Ok I will give that a go once the grill gets here thanks guys. Just need info about adding the speaker and wiring.


----------



## KENSTV123 (Sep 21, 2014)

To remove the dash storage-lift rubber pad out(it takes a thin flexible blade to get under the edge of it) then remove the 2 7MM bolts under, grab front latch and pull up fairly hard (push lock tabs will release) tilt up end towards rear of car almost to windshield and it lifts out, the speaker that was there on pioneer equipped models I think it was a front center channel and I think they also put 2 more speakers on the center shift console, so your wanting to tap the radio wires--I don't think you will be able to do that since that center speaker was powered off a amp in the trunk, only thing I can think of is connect to the front left and right speaker wires at the radio with a couple of bass blocker caps to try and create a front center channel


----------



## CruzinConnors (Mar 20, 2015)

Ok So I purchased an Infinity 3.5 speaker and picked up the grill from GM. I am going to get my buddy to do this for me this Saturday I will let you guys know how it turns out.


----------



## CruzinConnors (Mar 20, 2015)

Now I have another question. The Cruze that I have is fully loaded except Navigation. It is the 2LT model. Now my question is that I kinda wish have got the navigation. This car was sitting at the dealership lot for about 3 weeks according to my sales guy. I am from Toronto, Ontario and I purchased it at Eastside Chevrolet in Markham.
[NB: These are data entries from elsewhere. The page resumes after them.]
Issue #4788, opened 2019-07-17
[FEATURE] allow to set container-runtime via config


csantanapr:
I know there is a [flag](https://github.com/kubernetes/minikube/blob/master/docs/alternative_runtimes.md) `minikube start --container-runtime=containerd` for start to use containerd but I would like to save the option to persistent config in hy $HOME directory along with other options I use all the time like cpu, memory, kubenertes-version, and vm-driver

**The exact command to reproduce the issue**:
```
minikube config set container-runtime containerd
```

**The full output of the command that failed**:<details>

💣  Set failed: property name "container-runtime" not found

😿  Sorry that minikube crashed. If this was unexpected, we would love to hear from you:
👉  https://github.com/kubernetes/minikube/issues/new

</details>

medyagh:
This is a great suggestions, I am suprised we already do not save the config set for the next run... thank you for creating this issue. I will make sure this gets attention ! I would be happy to review a PR that makes sure the config set actually does save the config for next run !

medyagh:
@csantanapr are you starting your minikube using a  -p profile ? or just the default profile?

csantanapr:
@medyagh 
>I thought the config set would have saved the config set for the next run

I don't understand the term `next run` because it did not make far enough to be written into the `$HOME/.minikube/config/config.json`

The `minkube set config` command is not doing the save because `container-runtime` is not part of the list of settings in https://github.com/kubernetes/minikube/blob/master/cmd/minikube/cmd/config/config.go#L48

csantanapr:
Woot !

PR #4834, opened 2019-07-22
[FEATURE] allow to set container-runtime via config

RA489:
allow to set container-runtime via config
fixes https://github.com/kubernetes/minikube/issues/4788


medyagh:
It seems like it needs to be goimported

RA489:
> please goimport -w the files to pass the lint test

done.

PR #4850, opened 2019-07-23
Limit the number of golangci-lint jobs to one

afbjorklund:
If you want the old behaviour back, use:
e.g. `make lint GOLINT_JOBS=$(nproc)`

Running multiple linters takes a lot of RAM.
And it only saves us like 15 seconds anyway ?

Reason why I got it their, because I got the company discount since our work Buys/Leases the work vans, and I payed ALOT less the the sticker price. So the other day I went City Buick at Vic Park and Lawrence to pick the up the grill, and I asked them about navigation. He the sales guy or the service guy told the to upgrade to navigation it would cost $4000. Said that i would have to change the ECM, Radio, Screen, plus labor. I thought it would be alot cheaper than that. But I am not doing it for that price. What do you guys recommend ? I have the Samsung Galaxy S5 and use Google Maps to get from A to B, but I prefer to not to keep looking down on the phone and getting distracted while driving. I have seen some navigation screens on Ebay, but not really sure about that. What is your guys opinion on this?


----------



## KENSTV123 (Sep 21, 2014)

Ditch the whole dash speaker idea and put a gps in there instead, I managed to get a Magellan 7" in the dash pod-fits perfect and better than stock gps-lifetime map updates vs. pay at the dealer for the stock unit, also added a 12V outlet in the pod-love the visibility of the 7" gps and placement in the pod


----------



## tommyt37 (Jun 14, 2014)

KENSTV123 said:


> Ditch the whole dash speaker idea and put a gps in there instead, I managed to get a Magellan 7" in the dash pod-fits perfect and better than stock gps-lifetime map updates vs. pay at the dealer for the stock unit, also added a 12V outlet in the pod-love the visibility of the 7" gps and placement in the pod


Pics?


----------



## KENSTV123 (Sep 21, 2014)

Here-as you can see it fits perfect, I am a electronic tech so I added a dc jack on the side of the Magellan otherwise you would have to cut a hole in the pod bottom to allow room for the [email protected] usb connection on the bottom of the gps, sits perfectly viewing angle and just fits side to side-notice the wine cork retainer !


----------



## Jukebox Juliet (Apr 4, 2014)

CruzinConnors said:


> Hello. I have a question for my 2014 Cruze 2LT. My cruze has the front Dash Storage which I never use, and I wish to remove it. I know its 2 7MM screws and it pops out somehow. Would I have to remove the Mylink and pop it out from underneath or can i just wiggle it out from the top? Also I plan to add a speaker their also. I already purchased the grill through GM and it will be here in 5 days. My question is would i need to get the speaker harness, or can i just splice in to the door speaker wires that is behind the Radio?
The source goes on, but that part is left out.